Deutscher Aktienmarkt belastet


09.05.22 09:11
Nord LB

Hannover (www.aktiencheck.de) - Den deutschen Aktienmarkt belastete am Freitag die Mischung aus hoher Inflation, anziehenden Zinsen und gleichzeitig steigenden Rezessionssorgen, so die Analysten der Nord LB.

Der DAX (ISIN DE0008469008/ WKN 846900) sei um -1,6%, der MDAX (ISIN DE0008467416/ WKN 846741) um -2,1% und der TecDAX (ISIN DE0007203275/ WKN 720327) um -2,5% gesunken.

Die US-Börsen seien nach dem Arbeitsmarktbericht weiterhin nervös geblieben. Der Dow Jones-Index (ISIN US2605661048/ WKN 969420) sei um -0,3%, der S&P 500 (ISIN US78378X1072/ WKN A0AET0) um -0,6% und der NASDAQ-Composite (ISIN XC0009694271/ WKN 969427) um -1,4% gefallen.

adidas (ISIN DE000A1EWWW0/ WKN A1EWWW) habe den Umsatz in Q1 währungsbereinigt um 3% auf 5,3 Mrd. EUR steigern können. Dabei habe der Sportartikelhersteller von Zuwächsen in Nord- und Lateinamerika sowie in Europa profitiert. Das Betriebsergebnis sei u.a. wegen erhöhter Aufwendungen für Marketing und Werbung um 38% auf 437 Mio. EUR gesunken. Der Gewinn aus fortgeführten Geschäften sei um fast 40% auf 310 Mio. EUR zurückgegangen. Wegen der Corona-Lockdowns in China nehme der Konzern die Erwartungen für das Gesamtjahr etwas zurück. So solle der Gewinn nun nur noch im unteren Bereich der anvisierten Spanne von 1,8 bis 1,9 Mrd. EUR liegen. Der Umsatz solle weiter währungsbereinigt um 11 bis 13% wachsen.

GEA (ISIN DE0006602006/ WKN 660200) sei in den ersten drei Monaten des lfd. Jahres deutlich gewachsen. Bei Erlösen von 1,13 Mrd.
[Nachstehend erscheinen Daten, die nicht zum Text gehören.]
PR #14, opened 2013-05-02
Add discovered host summary to dashboard

GregSutcliffe:
@abenari, how does this look to you?

### DIFF
--- a/app/overrides/add_dashboard_table.rb
+++ b/app/overrides/add_dashboard_table.rb
@@ -1,0 +1,11 @@
+Deface::Override.new(:virtual_path => "dashboard/_status_table",
+                     :name => "add_dashboard_table",
+                     :insert_after => "ul:last",
+                   :text => '
+<h4 class="header"><%= "Host Pool" -%></h4>
+<ul>
+  <li>
+    <%= link_to("Unassigned Hosts", discovers_path, :class=>"dashboard-links" ) %>
+    <h4><%= Host::Discovered.count %></h4>
+  </li>
+</ul>')
--- a/foreman_discovery.gemspec
+++ b/foreman_discovery.gemspec
@@ -23,5 +23,7 @@ Gem::Specification.new do |s|
   s.add_dependency "rails", "~> 3.2.13"
   s.add_dependency "open4"
   s.add_dependency "ftools"
+  s.add_dependency "deface"
+
 
 end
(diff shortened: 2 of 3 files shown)


app/overrides/add_dashboard_table.rb
```diff
@@ -0,0 +1,11 @@
+Deface::Override.new(:virtual_path => "dashboard/_status_table",
+                     :name => "add_dashboard_table",
+                     :insert_after => "ul:last",
+                   :text => '
+<h4 class="header"><%= "Discovery Status" -%></h4>
+<ul>
+  <li>
+    <%= link_to("Discovered Hosts", discovers_path, :class=>"dashboard-links" ) %>
+    <h4><%= Host::Discovered.all.count %></h4>
```
ohadlevy: all.count is not required, just count would perform better (no need to convert to array first)

GregSutcliffe:
@ohadlevy good catch, updated to just use .count

GregSutcliffe:
@abenari ping? Does this seem ok to you?

app/overrides/add_dashboard_table.rb
```diff
@@ -0,0 +1,11 @@
+Deface::Override.new(:virtual_path => "dashboard/_status_table",
+                     :name => "add_dashboard_table",
+                     :insert_after => "ul:last",
+                   :text => '
+<h4 class="header"><%= "Discovery Status" -%></h4>
```
abenari: Can we translate the header?  _("Discovery Status")

app/overrides/add_dashboard_table.rb
```diff
@@ -0,0 +1,11 @@
...
+<ul>
+  <li>
+    <%= link_to("Discovered Hosts", discovers_path, :class=>"dashboard-links" ) %>
```
abenari: Same as above translation.

abenari:
Looks good to me, fits well in the page.

I was thinking of the discovered hosts as a host pool, with unassigned hosts. We could have 'host pool' in the title and 'unassigned hosts' in the link, what do you think?

app/overrides/add_dashboard_table.rb
GregSutcliffe: I don't think translations work in plugins yet - we need to figure out how to get the strings into Transifex. See https://trello.com/card/as-a-foreman-user-i-would-like-plugins-to-be-localized/5162af6bb868365e0c007135/68

app/overrides/add_dashboard_table.rb
GregSutcliffe: See above comment. I agree, I'd like it to be localized ;)

GregSutcliffe:
Merged as 890ef2a. Thanks for the review, guys.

EUR (+5,7%) habe der Anlagenbauer - dank einem margenstarken Neumaschinengeschäft sowie einem leicht höheren Service-Anteil - einen operativen Gewinn (EBITDA) vor Restrukturierungsaufwand von 138 Mio. EUR (+14,1%) erzielt. Der Konzernüberschuss habe bei 72,2 (56,7) Mio. EUR gelegen. Auch beim Auftragseingang habe es mit 1,54 Mrd. EUR Positives zu vermelden gegeben. Die Prognose für 2022 sei bestätigt worden.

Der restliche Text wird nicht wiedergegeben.